Des liens plus discrets avec des industriels
Nicolas Marques comme Cécile Philippe sont très présents dans les médias : Le Figaro, Le Point, Valeurs Actuelles, Les Echos, mais aussi BFM, Radio France... Par rapport à l’Ifrap ou à Contribuables associés, la question des migrations ou d’autres sujets de société (avortement, port d’armes...) n’apparaît pas vraiment dans leurs interventions. En revanche, l’institut se montre assez prolixe dans deux domaines : le tabac et les questions climatiques. Il va par exemple relayer, en France, l’index des « Nanny States » ou « États nounous », un baromètre réalisé en partenariat avec plusieurs think tanks européens. Celui de 2023 a été produit par Christopher Snowdon, directeur de la division « économie des modes de vie » à l’Institute of Economic Affairs (IEA). Le baromètre classe les pays en fonction des réglementations sur le tabac, les cigarettes électroniques, l’alcool et l’alimentation, et vise à dénoncer les États qui seraient trop contraignants par leurs taxes ou autres interdictions. Christopher Snowdon et l’IEA publient régulièrement des papiers pour critiquer les réglementations sur les cigarettes (proposition d’instaurer une interdiction en fonction de l’âge [7], paquet neutre [8], interdiction des vapoteurs à usage unique [9]). Si le think tank britannique ne communique pas sur ses financeurs, des médias et chercheurs ont révélé qu’il avait reçu des fonds de plusieurs industriels du tabac, dont British American Tobacco, Imperial Brands ou Philipp Morris International [10]. Cette dernière entreprise a également financé Epicenter, dont l’institut Molinari est l’un des dix membres. En France, l’institut a publié plus de 25 textes (articles et rapports) critiquant les taxes et restrictions sur le tabac ou les cigarettes électroniques depuis 2012 [11]. Jusqu’en 2013, ils étaient signés par Valentin Petkantchin, chercheur à l’IEM, qui était également chercheur à l’Institut économique de Montréal. Il est ensuite parti travailler comme économiste chez Philip Morris International pendant sept ans, avant de retourner à l’institut économique de Montréal en 2022, dont il est aujourd’hui le vice-président pour la recherche [12]. En janvier 2024, l’association Génération sans tabac accusait l’IEM de se baser essentiellement sur des recherches financées par l’industrie du tabac pour étayer son plaidoyer [13].

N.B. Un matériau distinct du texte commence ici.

PR #4175, opened 2024-07-19
fix: cfg out linux-only firecracker dependencies

sprutton1:
Fixes the flake and hide linux-only dependencies behind comp targets. This is kind of a hokey way to do this but I think the most correct way is likely a refactor of the instance itself, which is a pretty huge undertaking.

### DIFF
--- a/lib/si-firecracker/BUCK
+++ b/lib/si-firecracker/BUCK
@@ -4,14 +4,18 @@ rust_library(
     name = "si-firecracker",
     deps = [
         "//lib/cyclone-core:cyclone-core",
-        "//third-party/rust:devicemapper",
-        "//third-party/rust:krata-loopdev",
         "//third-party/rust:remain",
         "//third-party/rust:nix",
         "//third-party/rust:thiserror",
         "//third-party/rust:tokio",
         "//third-party/rust:tracing",
-    ],
+    ] + select({
+        "DEFAULT": [],
+        "config//os:linux": [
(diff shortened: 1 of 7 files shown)


lib/si-firecracker/BUCK
```diff
@@ -4,14 +4,18 @@ rust_library(
...
         "//lib/cyclone-core:cyclone-core",
-        "//third-party/rust:devicemapper",
-        "//third-party/rust:krata-loopdev",
         "//third-party/rust:remain",
         "//third-party/rust:nix",
         "//third-party/rust:thiserror",
         "//third-party/rust:tokio",
         "//third-party/rust:tracing",
-    ],
+    ] + select({
```
nickgerace, line 12: You are nixing!

lib/si-firecracker/src/firecracker.rs
```diff
@@ -61,6 +62,8 @@ impl FirecrackerJail {
     }
 
     pub async fn clean(id: u32) -> Result<()> {
```
nickgerace, line 64: My gut says to cfg out the whole function... wait isn't the file cfg'd out?

sprutton1: If I cfg out the func or the file, I I think need to slap cfgs all over the place in `local_uds.rs` where this gets called. This was the lightest touch I could figure out, but I'm open to cleaner approaches.

PR #4191, opened 2024-07-22
fix(dal): check for components that can be deleted at the end of the action job

britmyerss:
The way we were doing this before resulted in some races if multiple delete actions were running in parallel, each wouldn't know about the other and so we'd never end up removing the parent frames.  This moves the check to after the func has run and we've removed the component that needed to be deleted, so now there might be races to delete the frames but that's ok, because we want them deleted.  If there's a conflict when deleting those parent frames, we won't retry (but we'll warn) but also won't fail the job as a whole.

S’agissant des dérèglements climatiques, en 2005, l’IEM et Cécile Philippe portaient un discours de déni : « Une chose est sûre : il n’y a pas de consensus sur le changement climatique parmi les scientifiques. Ils semblent tous s’accorder sur l’augmentation du dioxyde de carbone dans l’atmosphère au cours des 200 dernières années. Mais de nombreuses questions restent en suspens, comme le lien entre les émissions de gaz à effet de serre et l’augmentation de la température, ou les conséquences pour la vie humaine et les écosystèmes naturels. » Face à ce doute, la recommandation du think tank est de ne pas agir [14]. En 2007, Cécile Philippe publie le livre C’est trop tard pour la Terre ! dans lequel elle s’attaque au principe de précaution, défend les OGM et déconstruit ce qu’elle considère comme des mythes : la fin du pétrole, la responsabilité de l’homme dans les changements climatiques, les effets néfastes du marché et les bénéfices d’un développement durable [15]. La publication de l’ouvrage obtient une certaine couverture médiatique, et conduit l’autrice à participer à un débat autour du film « La grande escroquerie du changement climatique » à la Fête de la Liberté 2007, un événement où on retrouve Bernard Zimmern, Benoite Taffin, Alexandre Pesey, Vincent Laarman, Nicolas Lecaussin, ou encore Alain Mathieu [16]. En 2009, l’IEM se faisait encore le relais du « ClimateGate » et appelait à entendre les climato-sceptiques [17].
Dans la même enquête
Cette position va cependant évoluer, le déni climatique devenant plus difficile à tenir en France. Les critiques se portent désormais, de manière plus subtile, sur les réglementations et taxes environnementales ou encore sur les énergies renouvelables [18]. Mais ce que l’IEM ne précise jamais dans ses interventions, c’est qu’il a bénéficié de financements d’ExxonMobil via le réseau Atlas. En 2004, le pétrolier destine des fonds au travail des think tanks sur « les changements climatiques, le développement durable et la responsabilité des entreprises », et il souhaite expressément qu’une partie d’entre eux aille à l’institut dirigé par Cécile Philippe [19].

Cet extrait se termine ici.